H.R. 3069 will provide GSA with the authority to enter into
different partnership forms with private entities to leverage
private sector capital and expertise to develop this land. The
bill provides GSA the ability to enter into multiple
partnerships, since different developers have different
strengths and expertise. GSA could also master lease the entire
site, and allow a developer to enter into subsequent agreements
with others for specific purposes. The bill does not obligate
GSA to pay for any development at the Southeast Federal Center,
nor does it obligate GSA to take space in any building
constructed under this authority.
GSA may enter into different kinds of agreements, and is
not favoring one form over another. The private sector will
have the ability to structure agreements to meet specific
needs. Some of the existing buildings are on the historic
register, and could qualify for consideration under Historic
Preservation. A total of seven historic buildings could be
reused and have an excellent reuse potential, according to the
1989 Master Plan.
Development does not just entail the construction or
renovations of buildings. Landscape, streetscape, pedestrian
plazas, retail arcades and public plazas will be part of the
total development effort. Public transportation, water
transportation and improved vehicle accessibility in the area
are crucial. The District has demonstrated a willingness to
devote resources and effort to improve this area.
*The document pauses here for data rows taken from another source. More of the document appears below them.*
Issue #1281, opened 2023-10-25
Dockerfile and chart for new stats


maayarosama:
### Description
Add an image,  chart and workflows for new stats package

hossnys:
- where is this image to be created ? this repo or tf-images ? 
- where is that new stats package ? on which branch ?
- is there a docs for how it's being built ?
- workflows to be added here also ?

xmonader:
- tf-images is for solutions only, it should be in this repo
- it needs to be configurable with a tag
- should be in the packages/stats
- for the workflows, do as you see fit for image builds, autodeploy, .. etc

hossnys:
all comments on the PR resloved and tested chart and Dockerfile workflow on a fork and it works fine .

A-Harby:
The last release failed: https://github.com/threefoldtech/tfgrid-sdk-ts/actions/runs/7371704245.

AhmedHanafy725:
the last releases worked fine. please recheck it.

A-Harby:
Verified on the new workflows: https://github.com/threefoldtech/tfgrid-sdk-ts/actions/workflows/new_stats_build.yaml
![image](https://github.com/threefoldtech/tfgrid-sdk-ts/assets/109473873/27e681cd-4347-4f88-8ffa-55013d02464a)

PR #1304, opened 2023-10-30
add dockerfile and chart for new stats

hossnys:
### Description

adding new-stats package Dockerfile , chart , and workflows for building docker docker image .

### Changes

- add Dockerfile 
- add chart.yaml
- add values.yaml 
- add build workflow
- add docker image workflow 

### Related Issues

https://github.com/threefoldtech/tfgrid-sdk-ts/issues/1281

### DIFF
--- a/.github/workflows/new_stats_build.yaml
+++ b/.github/workflows/new_stats_build.yaml
@@ -1,0 +1,45 @@
+# This workflow will do a clean install of node dependencies, cache/restore them, build the source code using yarn build:app
+
+name: New Stats Build
+
+on:
+  push:
+    branches:
+      - development
+    paths:
+      - "packages/new_stats/**"
+  pull_request:
+    branches:
+      - development
+    paths:
+      - "packages/new_stats/**"
+
+jobs:
+  build:
+    runs-on: ubuntu-latest
+    env:
+      NODE_OPTIONS: "--max-old-space-size=8192"
+
+    strategy:
+      matrix:
+        node-version: [18.x]
+        # See supported Node.js release schedule at https://nodejs.org/en/about/releases/
+
+    steps:
+      - uses: actions/checkout@v2
+
+      - name: Setup Node.js ${{ matrix.node-version }}
+        uses: actions/setup-node@v2
+        with:
+          node-version: ${{ matrix.node-version }}
+          cache: "yarn"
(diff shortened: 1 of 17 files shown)


zaelgohary (commented):
I think this package should be named stats and the old one's name should be changed to old-stats till it's archived.

hossnys:
> I think this package should be named stats and the old one's name should be changed to old-stats till it's archived.

we can keep the current naming till we get rid off the old one , then we rename it in next version as to avoid getting any of old images deployed .

0oM4R (commented):
### update not an issue; was running docker build in the new_stats directory
image
I tried to build the image locally and got that error

.github/workflows/new_stats_build.yaml
```diff
@@ -0,0 +1,45 @@
...
+          cache-dependency-path: "**/yarn.lock"
+
+      - name: Install dependencies
+        run: |
+          yarn install
+
+      - name: Build
+        run: |
+          lerna run build --no-private
+          yarn workspace @threefold/newstats build
```
0oM4R, line 45: i believe it should be `newstats` only without `@threefold`

packages/new_stats/Dockerfile
```diff
@@ -0,0 +1,12 @@
+FROM node:18 AS build
+
+WORKDIR /app
+
+COPY . /app/
+
+# Install yarn and build project
+RUN yarn install
+RUN yarn lerna run build --no-private && yarn workspace @threefold/newstats build
```
0oM4R, line 9: same here docker build fails on this step 'error Unknown workspace "@threefold/newstats".'

0oM4R (changes requested):

packages/new_stats/Dockerfile
AhmedHanafy725: any package should be prefixed with `@threefold` in the sdk, So we should fix the package name

.github/workflows/new_stats_build.yaml
hossnys: as per @AhmedHanafy725 comment ,this prefix should be added from your side

0oM4R (approved):

amiraabouhadid (approved):

Issue #1291, opened 2023-10-26
Bug in loading deploymenst empty dialog


AlaaElattar:
- In k8s it said that it had 1 deployments failed, but the dialog was empty.

![Screenshot from 2023-10-26 10-17-14](https://github.com/threefoldtech/tfgrid-sdk-ts/assets/54944491/169a0992-0c20-48aa-84e9-f3c1f843d342)

AlaaElattar:
- fixed and waiting for review .

A-Harby:
I tried deploying FullVM, MicroVm, and Funkwahle, and all the deployments were successful and lasted in the deployment list, but at the same time, they were also listed in the failed deployment list.

![image](https://github.com/threefoldtech/tfgrid-sdk-ts/assets/109473873/81c0bdc7-767d-4c11-87b8-49f8ec9973fd)
![image](https://github.com/threefoldtech/tfgrid-sdk-ts/assets/109473873/54e191db-b4c1-401f-9000-2c8b1776adac)
![image](https://github.com/threefoldtech/tfgrid-sdk-ts/assets/109473873/3c612c95-3237-46d1-8c25-c3dc33067b0e)

maayarosama:
Include contract Id of the failed deployment

A-Harby:
No, what I mean is that every time I deploy a solution, it's deployed successfully, and at the same time, it is shown in the failed deployment list.

https://drive.google.com/file/d/1Cn3g9mK5S-RLcrtGrSSD1HkomgeyJ3By/view?usp=sharing

AlaaElattar:
still working on it

AlaaElattar:
- Fixed and waiting for review.

A-Harby:
Verified, Devnet 2b364e9.

I tried many deployments, and none were shown on failed deployments as before.
![image](https://github.com/threefoldtech/tfgrid-sdk-ts/assets/109473873/17c4e30d-9eae-42a1-a3e5-2a23a728212c)

PR #1317, opened 2023-10-31
Fix bug of listing vms && add contract Id.

AlaaElattar:
- https://github.com/threefoldtech/tfgrid-sdk-ts/issues/1291
- Fix bug of deploying solution and find it in failed deployments while it also appears in list.
- Add contracts of failed deployments.

image

Screenshot from 2023-10-31 11-00-33

### DIFF
--- a/packages/playground/src/components/k8s_deployment_table.vue
+++ b/packages/playground/src/components/k8s_deployment_table.vue
@@ -15,17 +15,20 @@
         <v-card-title style="color: #ffcc00; font-weight: bold">Failed Deployments</v-card-title>
         <v-divider color="#FFCC00" />
         <v-card-text>
-          <ul>
-            <li v-for="deployment in failedDeployments" :key="deployment.name">
-              {{
-                deployment.nodes.length > 0
-                  ? `${deployment.name} on node${deployment.nodes.length > 1 ? "s" : ""}: ${deployment.nodes.join(
-                      ", ",
-                    )}`
-                  : deployment.name
-              }}
-            </li>
-          </ul>
+          <li v-for="deployment in failedDeployments" :key="deployment.name">
+            {{
+              deployment.nodes.length > 0
+                ? `${deployment.name} on node${deployment.nodes.length > 1 ? "s" : ""}: ${deployment.nodes.join(", ")}`
+                : deployment.name
+            }}
+            with contract id:
+            <template v-if="deployment.contracts && deployment.contracts.length > 0">
+              <span v-for="contract in deployment.contracts" :key="contract.contract_id">
+                {{ contract.contract_id }}&nbsp;
+              </span>
+            </template>
+            <template v-else> No contracts found. </template>
+          </li>
         </v-card-text>
         <v-card-actions class="justify-end">
           <v-btn @click="showDialog = false" class="grey lighten-2 black--text" color="#FFCC00">Close</v-btn>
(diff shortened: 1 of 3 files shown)


packages/playground/src/components/k8s_deployment_table.vue
```diff
@@ -15,17 +15,20 @@
...
-            </li>
-          </ul>
+          <li v-for="deployment in failedDeployments" :key="deployment.name">
+            {{
+              deployment.nodes.length > 0
+                ? `${deployment.name} on node${deployment.nodes.length > 1 ? "s" : ""}: ${deployment.nodes.join(", ")}`
+                : deployment.name
+            }}
+            with contract id:
+            <template v-if="deployment.contracts && deployment.contracts.length > 0">
```
0oM4R, line 25: if there is no contracts, the text will be `with contract id: No contracts found.` ?

packages/playground/src/components/k8s_deployment_table.vue
```diff
@@ -15,17 +15,20 @@
...
+              <span v-for="contract in deployment.contracts" :key="contract.contract_id">
+                {{ contract.contract_id }}&nbsp;
+              </span>
+            </template>
+            <template v-else> No contracts found. </template>
```
zaelgohary, line 30: Is this a valid case?

packages/playground/src/components/k8s_deployment_table.vue
AlaaElattar: - u're right, it doesn't make sense

packages/playground/src/components/k8s_deployment_table.vue
AlaaElattar: I believe it's not .

packages/playground/src/components/k8s_deployment_table.vue
```diff
@@ -15,17 +15,19 @@
...
+          <li v-for="deployment in failedDeployments" :key="deployment.name">
+            {{
+              deployment.nodes.length > 0
+                ? `${deployment.name} on node${deployment.nodes.length > 1 ? "s" : ""}: ${deployment.nodes.join(", ")}`
+                : deployment.name
+            }}
+            with contract id:
+            <template v-if="deployment.contracts && deployment.contracts.length > 0">
+              <span v-for="contract in deployment.contracts" :key="contract.contract_id">
+                {{ contract.contract_id }}&nbsp;
```
0oM4R, line 27: typo ?

packages/playground/src/components/k8s_deployment_table.vue
0oM4R: i guess we need to set the `with contract id` inside the if

zaelgohary:
There is one case where we won't be able to get the contract id which is if encryption didn't happen. In this case, we need to show a more meaningful message like "unknown contract id as it was not decrypted".

AlaaElattar:
> There is one case where we won't be able to get the contract id which is if encryption didn't happen. In this case, we need to show a more meaningful message like "unknown contract id as it was not decrypted".

will it be good to show msg next to deployment name or just not to show `with contract` as we do with nodeId.

zaelgohary:
> > There is one case where we won't be able to get the contract id which is if encryption didn't happen. In this case, we need to show a more meaningful message like "unknown contract id as it was not decrypted".
> 
> will it be good to show msg next to deployment name or just not to show `with contract` as we do with nodeId.

Sure we can do that.

AlaaElattar:
> > > There is one case where we won't be able to get the contract id which is if encryption didn't happen. In this case, we need to show a more meaningful message like "unknown contract id as it was not decrypted".
> > 
> > 
> > will it be good to show msg next to deployment name or just not to show `with contract` as we do with nodeId.
> 
> Sure we can do that.

done

packages/playground/src/components/k8s_deployment_table.vue
AlaaElattar: I removed it .

zaelgohary (approved):

MohamedElmdary (approved):

AhmedHanafy725 (approved):

Issue #1300, opened 2023-10-29
Deploy button enabled before checking pool storage


zaelgohary:
![image](https://github.com/threefoldtech/tfgrid-sdk-ts/assets/40770501/dbb08f06-d8a5-4437-af83-4de784925545)

After some time, the button was disabled as there was no enough storage.

![image](https://github.com/threefoldtech/tfgrid-sdk-ts/assets/40770501/469e3c9c-a3d4-40e2-879c-8cf3506ff88c)

0oM4R:
still investigating can't reproduce the issue i a clear way, but i think that the issue occurs on a slow connection when the grid take long time to load before validate the node's storage pool; will check tmw with alaa she had a [pr](https://github.com/threefoldtech/tfgrid-sdk-ts/pull/1305/files) related to this issue

0oM4R:
this can be noticeable on slow connection: a delay between validating the nodeid value and validating storage pool, on that delay the nodid field is valid, which make the deploy button enabled. 
on initial case where there is no node selected, the selectedNode is undefined until the validating storage is finished, then it update the value, but on the mentioned delay if you click on the deploy button will deploy on nodeId undefined as mentioned on #1244 
Not sure what the proper solution is. I will try to fix this today isA

0oM4R:
deploy button is working fine know, but we need to handle network errors, any error  while validating storage pool will show the error massage : `Couldn't fit the required disks in Node ${validatingNode.nodeId} storage pools, please select another node`
will check tmw if this will be in separate issue or in the same pr

A-Harby:
Verified, Devnet.
![image](https://github.com/threefoldtech/tfgrid-sdk-ts/assets/109473873/a368c04c-f6d6-4889-8a38-ae72225a70fe)
![image](https://github.com/threefoldtech/tfgrid-sdk-ts/assets/109473873/6cae32d1-4d1f-4d91-beea-024ea9c94a23)

Issue #1295, opened 2023-10-26
timeout contract details in 10s


xmonader:
![image](https://github.com/threefoldtech/tfgrid-sdk-ts/assets/64129/386840d5-ef56-4554-be25-7110ef38f1ce)

that seems to be a contract we can't get the details of, it keeps spinning for 60s then 
![image](https://github.com/threefoldtech/tfgrid-sdk-ts/assets/64129/f30d19d9-372d-4609-979f-9181b5d53a51)

It's better to be cancelled in the same UI without moving to another screen

0oM4R:
__Status__: 
![Image](https://github.com/threefoldtech/tfgrid-sdk-ts/assets/62248851/2382ac8a-2fef-4358-9bd6-320dae610977)
and will check with Ehab today isA

0oM4R:
will make another pr to set request time out to 10s

0oM4R:
changes applied on pr #1336

A-Harby:
Verified, Devnet 86b9355.

The error button appeared to retry with a failed notification, including the contract ID.
![image](https://github.com/threefoldtech/tfgrid-sdk-ts/assets/109473873/c84c8622-6ee7-4a7f-9457-9c078e03c830)

PR #1336, opened 2023-11-01
fix deploy button enabled while node is node validated  

0oM4R:
### Description
add async validation rule to check capacity pool

### Changes
- add async validation rule to chcek node's storage pool
- set default rmb request time out to be 10s 

### Related Issues
 - #1295 
 - #1300 

### Checklist

- [ ] Tests included
- [x] Build pass
- [ ] Documentation

### DIFF
--- a/packages/playground/src/components/select_node.vue
+++ b/packages/playground/src/components/select_node.vue
@@ -15,6 +15,7 @@
     <input-validator
       ref="validator"
       :rules="[validators.required('Node id is required.')]"
+      :async-rules="[() => validateNodeStoragePool(selectedNode)]"
       :value="selectedNode"
       #="{ props }"
     >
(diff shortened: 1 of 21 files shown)


MohamedElmdary:
It's not a good idea to update all solutions instead we can move validateNodeStoragePool to `Node(v-autocomplete)` in rules which will make sure it's valid before setting valid to true

0oM4R:
> It's not a good idea to update all solutions instead we can move validateNodeStoragePool to `Node(v-autocomplete)` in rules which will make sure it's valid before setting valid to true

@MohamedElmdary  applied, thanks!

packages/playground/src/components/select_node.vue
```diff
@@ -276,27 +264,30 @@ async function loadNodes(farmId: number) {
...
   farmManager?.setLoading(true);
   validator.value?.setStatus(ValidatorStatus.Pending);
   pingingNode.value = true;
   try {
-    await grid.capacity.checkNodeCapacityPool({
-      nodeId,
-      ssdDisks: disks,
-      rootfsDisks: [rootFileSystemSize],
+    const grid = await getGrid(profileManager.profile!);
+    await grid!.capacity.checkNodeCapacityPool({
```
amiraabouhadid, line 274: do an if(grid) instead of the forbidden null assertion. Also please remove unused imports on lines 82 and 83.

amiraabouhadid (changes requested):

packages/playground/src/components/select_node.vue
0oM4R: done, we can enhance the error message later on https://github.com/threefoldtech/tfgrid-sdk-ts/issues/1341

MohamedElmdary (approved):

amiraabouhadid (approved):

Issue #1338, opened 2023-11-01
Notification colors lost in incognito mode


Mahmoud-Emad:
### Issue Description

**Problem:**
When using the playground in incognito mode, the theme does not load correctly. This issue arises because incognito mode does not have access to local storage, which is used to retrieve the current theme settings.

### Screenshots

**1. Normal Mode (Regular Browsing)**

- ![Normal Mode](https://github.com/threefoldtech/tfgrid-sdk-ts/assets/57001890/7f965806-679f-455f-ba57-9a350eebd624)

**2. Incognito Mode (Private Browsing)**

- ![Incognito Mode](https://github.com/threefoldtech/tfgrid-sdk-ts/assets/57001890/030151c9-1883-411c-ab3e-ee07d246172d)

Mahmoud-Emad:
### Work Completed:
The issue should be fixed in the mentioned PR.

### Work in Progress (WIP):
No work in progress related to this issue till now.

### Investigation and Solution:
was checking if there is a `theme` key stored in the `local-storage` and yes I found that if the user does not click on the theme mode we don't set it, maybe we need to set a default value for it, so this is the solution

A-Harby:
verified.
![image](https://github.com/threefoldtech/tfgrid-sdk-ts/assets/109473873/ddcbcd93-0dd5-4654-a860-235dd1cdebca)
![image](https://github.com/threefoldtech/tfgrid-sdk-ts/assets/109473873/7fc11f1f-d69b-44e1-be35-2743205c4fef)

PR #1339, opened 2023-11-01
Set defaut theme if there is no theme selected by the user.

Mahmoud-Emad:
### Description

The problem occurred due to the absence of a default value for the `app theme`. Without a user-selected theme, the system cannot determine the appropriate class, such as `mosha__icon__dark__warning`, to load based on the theme.

### Changes

set an initialization of the app theme variable that is stored in the local storage with the default `dark` value.

### Related Issues

- https://github.com/threefoldtech/tfgrid-sdk-ts/issues/1338

### Checklist

- [ ] Tests included
- [ ] Build pass
- [ ] Documentation

### DIFF
--- a/packages/playground/src/App.vue
+++ b/packages/playground/src/App.vue
@@ -130,6 +130,7 @@ const profileManager = useProfileManager();
 
 const openProfile = ref(true);
 const hasActiveProfile = computed(() => !!profileManager.profile);
+checkAppTheme();
 
 watch(
   () => $route.meta,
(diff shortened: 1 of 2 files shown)


MohamedElmdary:
Updating theme check should be enough in custom_toast.ts file

MohamedElmdary:
Use css variables from vuetify which inject in html tag

maayarosama (approved):

MohamedElmdary:
> Use css variables from vuetify which inject in html tag

It wasn't as easy as it should be to customize mosh toast ... we might need to create our own toast later to get control for ui requirements

MohamedElmdary (approved):

Issue #1091, opened 2023-09-12
(Mainnet Verification) Improve ux when selecting nodes


sabrinasadik:
We should start off by showing all nodes and then narrowing it down with filters if needed.

e.g. If I'm looking for a node it doesn't matter to me if it's certified or not so I should be able to see all of them. If then I want a certified, dedicated or GPU node, I can choose those so it filters the results.

RoberL72:
I thought the idea was for certified nodes to show up first.
And; how do we inform the benefits of silver and gold farms?

maayarosama:
WIP:
- trying to show all certified/uncertified nodes at first without applying filters

maayarosama:
Still investigating

maayarosama:
Couldn't investigate on development as graphql was down

maayarosama:
Work Completed:
- Added a chip for certified nodes
- All nodes load regardless of the certified filter at first
Work in Progress (WIP):

Investigation and Solution:
- Investigating why does it retrieve the certified nodes even when the filter is false

maayarosama:
Work Completed:

- Added a watch for the selectedNode so it the calculator recalculates.
- Added a warning within the calculator div telling the user that a certified node is being used.
- pr is pending review.

Work in Progress (WIP):
Investigation and Solution:

maayarosama:
Work Completed:

- Added a condition to recalculate cost when the certified filter is off but the user chooses a certified node
- pr is ready for review

Work in Progress (WIP):
Investigation and Solution:

A-Harby:
Verified, 
Devnet, 3fc8787.

All the nodes are now shown for the user first, and three toggles have been added: GPU, dedicated, and certified to specify node type; also, node region, country, farm name, and ID can be specified.
![image](https://github.com/threefoldtech/tfgrid-sdk-ts/assets/109473873/23fdf720-b440-4ded-8a7d-118686d7abc9)

ramezsaeed:
cannot find a certified node to test the calculator is working as expected
- devnet
- ebf75a3

![Screenshot from 2023-12-24 12-28-12](https://github.com/threefoldtech/tfgrid-sdk-ts/assets/16083592/feb27c47-2a34-4101-a566-da0d07c37f39)
[...]

PR #1366, opened 2023-11-05
Adding a certified chip and loading all nodes regardless of filters a…

maayarosama:
### Description

Initializing certified to undefined so all nodes could load at the start regardless of the certified filter and adding a chip for certified nodes
Screenshot from 2023-11-05 14-08-24
### Changes
- Initializing certified variable to undefined in all solutions
- Adding a certified variable to INode interface
- Adding a chip and a chip color to certified nodes

### Related Issues
#1091
### Checklist

- [ ] Tests included
- [ ] Build pass
- [ ] Documentation


zaelgohary (commented):
Now all certified nodes are being returned even if it's set to false.

image

mohamedamer453 (commented):
Selecting a certified node without enabling the certified filter will not update the calculated resource pricing which is supposed to be 25% higher for certified nodes.

- Selecting a certified node without enabling the certified filter

   image

- Selecting the same certified node but with the certified filter enabled.

   image

maayarosama:
> Now all certified nodes are being returned even if it's set to false.
> 
> image

As per a discussion with @AhmedHanafy725 this's in fact the desired behavior.

maayarosama:
> Selecting a certified node without enabling the certified filter will not update the calculated resource pricing which is supposed to be 25% higher for certified nodes.
> 
> * Selecting a certified node without enabling the certified filter
>   image
> * Selecting the same certified node but with the certified filter enabled.
>   image

Added a watch foe the selectedNode so that the calculator can recalculate when it changes.

zaelgohary (commented):
Please pull latest changes from base branch as I can't review.
image

zaelgohary (changes requested):
As @mohamedamer453  mentioned, Same node has 2 different prices if the certified chip is enabled.
image

image

zaelgohary:
Can you merge base branch? There was a build error and it was fixed.

mohamedamer453 (approved):

packages/playground/src/weblets/full_vm.vue
```diff
@@ -230,6 +231,15 @@ watch(
...
 );
+watch(
+  selectedNode,
+  selectedNode => {
+    if (selectedNode) {
+      console.log("selectedNode in fullvm: ", selectedNode);
+    }
+  },
+  { immediate: true },
+);
```
zaelgohary, line 242:
```suggestion
```

Can we remove this watcher? It's not needed.

zaelgohary (changes requested):

zaelgohary (approved):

The bill provides broad latitude to GSA. It waives several
laws pertaining to real property management with regard to the
Economy Act of 1932, the Property Act of 1949, and the Public
Buildings Act of 1959. The McKinney Homeless Act is also
waived. These waivers were included to ensure the goals of the
legislation are met. It is essential that GSA have maximum
flexibility to participate in various development proposals
which are intended to add value not only to the Southeast
Federal Center site, but also to the Federal real estate
portfolio. For this to succeed, GSA should not be put in a
position to be second guessed, or hampered by conventional
authority. For example, certain sections of the Property Act of
1949 regarding property utilization and disposal are waived in
order to preserve the entire site for development. The Economy
Act is waived, which will allow GSA to accept in-kind payments
in lieu of money for rental payments.
These are sensible waivers that will contribute to the
concept of public private partnerships. In view of the need for
GSA to have maximum flexibility to evaluate proposals and to
participate fully in the Southeast Federal Center development,
the bill provides innovative authority as an alternative to the
conventional process of direct Federal construction through the
There is a continued need for Federal activities currently
located at the Southeast Federal Center. This legislation is
not designed to dislocate those activities without due
consideration. GSA will be expected to accommodate current
needs through hold harmless provisions, or relocate other
activities more suited for industrial settings.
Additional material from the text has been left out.